Толстое брюхо монаха и стрелы, летящие из таинственной сени ветвей… в начале шестидесятых годов, во время краткого перерыва меж двумя контрактами, я попытался написать — исключительно ради собственного удовольствия — сценарий для фильма о Робин Гуде. Главной моей ошибкой было то, что я сделал свою (в значительной степени мною же и придуманную) версию этой легенды сугубо реалистической, лишённой всякой романтики. Примечательно, что этот мой шарик даже не смог оторваться от земли: никому из тех, кто видел сценарий, он не понравился. И точно так же, как мне в то время не удалось разглядеть связь сценария с моим собственным прошлым, я не сумел увидеть, почему мы превратили этот архетип национального мифа, возможно единственного, кроме истории Христа, хранимого в душе каждого англичанина от рождения до смерти, в тему для дневных телесериалов и рекламных картинок на коробках с овсянкой, для Уолтов Диснеев и Эрролов Флиннов наших дней. Миф этот основан на тайне, и поэтому мы таим ото всех его истинное значение с тех самых пор, как он впервые зародился — в народных балладах и слухах, передававшихся из уст в уста, — хотя именно то, что рождён он в народе, а не в уме какой-то отдельной личности, выдаёт нас с головой. Он по самой глубинной своей сути говорит о том, что это такое — быть англичанином, и не следует нам это замазывать, принижать его значение, отвергать или добродушно высмеивать… он — для вечных детей, а не для нынешних взрослых.
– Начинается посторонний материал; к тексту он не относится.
PR #918, opened 2026-08-18
chore: withdraw unpublished change

yifeif-nv:
This pull request has been withdrawn and is no longer proposed for public review.


yifeif-nv:
Closing for an architectural reset. The current diff is too large and relies too heavily on vendored/custom CUDA. The replacement will start from current github/main, prefer TensorRT native operations throughout, retain only evidence-backed minimal custom plugins, and require exact-head accuracy and performance qualification before a new draft PR.

Issue #928, opened 2026-08-19
Feature: Add native LFM2 model family (LiquidAI hybrid conv+attention)


munnmajithia:
### Request type

New model or checkpoint support

### Problem and use case

LiquidAI's LFM2 family (350M/700M/1.2B/2.6B, `Lfm2ForCausalLM`, native in transformers >= 4.54, no `trust_remote_code`) is a widely used edge-focused text-generation line with a hybrid architecture: a majority of gated short-convolution layers with a small rolling conv cache (`conv_L_cache = 3`) plus a minority of GQA attention layers with QK-norm. TensorRT-Model-Connect has no `lfm2` family today, and no existing family resolves it. The hybrid families (`nemotron_h`, `qwen3_5`) own Mamba+attention semantics, not short-conv+attention. Users who want native TensorRT bundles for LFM2 checkpoints have no path.

### Proposed outcome

`trtmc build LiquidAI/LFM2-350M` produces a working bundle that passes continuation parity against the `hf_transformers` reference. Concretely, a three-sided model-owned unit per the Add-a-Model-Family guide:

- Python builder family `families/lfm2/` (checkpoint mapping for the conv/attention layer split, SwiGLU MLP, QK-norm, tied embeddings)
- Runtime DSO `src/runtime/models/lfm2/` with its own strategy key `lfm2_hybrid_conv_attention`, composing a family-local KV cache with a single-spec conv recurrent state (double-buffered `conv_state_{i}`/`present_conv_{i}` per the established CUDA-graph-safe pattern)
- E2E root `tests/e2e/models/lfm2/` with an `LFM2-350M` fp16 manifest as the core case, and the larger checkpoints (700M/1.2B/2.6B) as follow-up manifests

Out of scope for v1: LFM2-8B-A1B (MoE) and LFM2-VL, which have different architecture surfaces.

### Model and target details

`LiquidAI/LFM2-350M` (initial), task `text_generation_causal`, fp16, single consumer or datacenter GPU (validation planned on L4), runtime path: new model-owned `lfm2_hybrid_conv_attention` strategy.

### Alternatives considered

[...]

PR #942, opened 2026-08-20
fix(lfm2): match pinned pretokenizer whitespace splitting

munnmajithia:
## Background

The native LFM2 pretokenizer reimplements the pinned Split regex from the model's tokenizer.json. Its whitespace branch consumes newline-free whitespace runs whole, which drops the `\s+(?!\S)` alternative: a run followed by non-whitespace must yield its final whitespace unit to the following piece. Any prompt with two or more consecutive spaces before text therefore tokenizes differently than the pinned Hugging Face tokenizer, with indented code as the common case. Reported in #928. Scope is the native C++ tokenization path only, no crash, but token ids silently diverge from what the model was trained on.

| input | pinned HF tokenizer | before this PR |
|---|---|---|
| `a  b` | `a` &#124; ` ` &#124; ` b` | `a` &#124; `  ` &#124; `b` |
| `def f():\n    return  x` | `def` &#124; ` f` &#124; `():\n` &#124; `   ` &#124; ` return` &#124; ` ` &#124; ` x` | `def` &#124; ` f` &#124; `():\n` &#124; `    ` &#124; `return` &#124; `  ` &#124; `x` |

## Change

`whitespace_piece_end` yields the final whitespace unit of a newline-free run when the run is followed by non-whitespace. Single-unit runs and end-of-text runs are consumed whole, matching the plain `\s+` fallback. The newline branch (`\s*[\r\n]+`) is unchanged.

## Validation

- New `test_whitespace_run_piece_and_id_parity` in `test_lfm2_pretokenizer.cpp`: six fixtures (double space, space before digit, space plus tab, trailing run, indented code, markdown row) asserting both Split pieces and token ids. Ids are pinned from the LiquidAI/LFM2-350M tokenizer.json at manifest revision f37d3f5c (byte-identical to main), with piece-wise encoding verified equal to full-text encoding for every fixture. The five affected fixtures fail against the previous splitter (10 failed checks) and pass with the fix; the trailing-run fixture passes before and after, pinning the end-of-text behavior against over-correction.
- Corpus diff of `lfm2_split_pretokens` against Hugging Face tokenizers 0.23.1 running the pinned tokenizer.json: 424 cases covering targeted whitespace patterns, every existing multilingual fixture text, and 400 random whitespace-heavy fuzz strings. Before: 311/424 diverge from the reference pre-tokenization. After: 0/424.
- All existing fixtures pass unchanged.

Evidence environment: splitter and test compiled standalone with clang on a CPU-only macOS arm64 host, since the change touches no CUDA or TensorRT path. The registered `runtime_tests` entry is unchanged, so CI exercises the same test in the TensorRT/CUDA environment.

### DIFF
--- a/src/runtime/models/lfm2/pretokenizer.cpp
+++ b/src/runtime/models/lfm2/pretokenizer.cpp
@@ -229,15 +229,25 @@ std::size_t whitespace_piece_end(std::string_view text, std::size_t offset, cons
 
     std::size_t scan = offset;
     std::size_t last_newline_end = offset;
+    std::size_t last_unit_begin = offset;
     while (scan < text.size()) {
         const auto unit = decode_utf8_unit(text, scan);
         if (!is_whitespace(unit.codepoint))
             break;
+        last_unit_begin = scan;
         scan += unit.size;
         if (is_newline(unit.codepoint))
             last_newline_end = scan;
     }
-    return last_newline_end > offset ? last_newline_end : scan;
+    if (last_newline_end > offset)
+        return last_newline_end;
+    // \s+(?!\S): a newline-free run followed by non-whitespace yields its
+    // final whitespace unit to the next piece (it becomes that piece's
+    // prefix). A single-unit run has nothing left to yield and falls through
+    // to the plain \s+ alternative, consuming the unit whole.
+    if (scan < text.size() && last_unit_begin > offset)
+        return last_unit_begin;
+    return scan;
 }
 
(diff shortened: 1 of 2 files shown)


munnmajithia:
@yifeif-nv this is the fix from #928. CI trigger appreciated when you get a chance.

yifeif-nv:
> @yifeif-nv this is the fix from #928. CI trigger appreciated when you get a chance.

CI triggered

yifeif-nv (approved):

yifeif-nv:
Looks good! Merged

Помимо всего прочего, он гораздо более соотносится с опытом художественного творчества вообще, чем вошедшие в моду у некоторых английских и американских писателей параллели с деяниями Творца, упомянутого в первом абзаце этой главы. Если Бог существует, он (она, оно?), должно быть, высокомерно и холодно безразличен к целому ряду вещей, которые для отдельных мыслящих и чувствующих пылинок материи имеют наипервейшее значение, таких как страдание, равенство, справедливость и всё остальное в том же духе. Единственная выдерживающая критику параллель с божеством может быть проведена, если иметь в виду совершенно случайного, нетипичного писателя, артиста, художника, который строит своё творение, опираясь на чисто случайные, взятые наугад принципы, а следовательно, вовсе его не строит… и даже тогда этот гипотетический Бог будет явно использовать в игре настолько усложнённые кости, что аналогия абсолютно бессмысленна.
Единственный принцип, которого обычный писатель стремится избежать в своей работе, по крайней мере исключить из законченного текста, — это как раз принцип случайности. Он рассчитывает, планирует, даже борется там, где великий Предельный Вопрос бытия равнодушен и оставляет всё на волю случая; поэтому окончательный, тщательно отделанный продукт, хотя бы по намерению, выходит прочно сбитым и строго отвечающим плану, как станок или дом, построенный по проекту архитектора. И никогда писатель не творит ex nihilo, но из хранимых в памяти историй, из пережитого опыта; так что он компонует детали или делает выводы из известного, даже когда пишет о том, чего никогда не было, или о том, чего никогда не может быть.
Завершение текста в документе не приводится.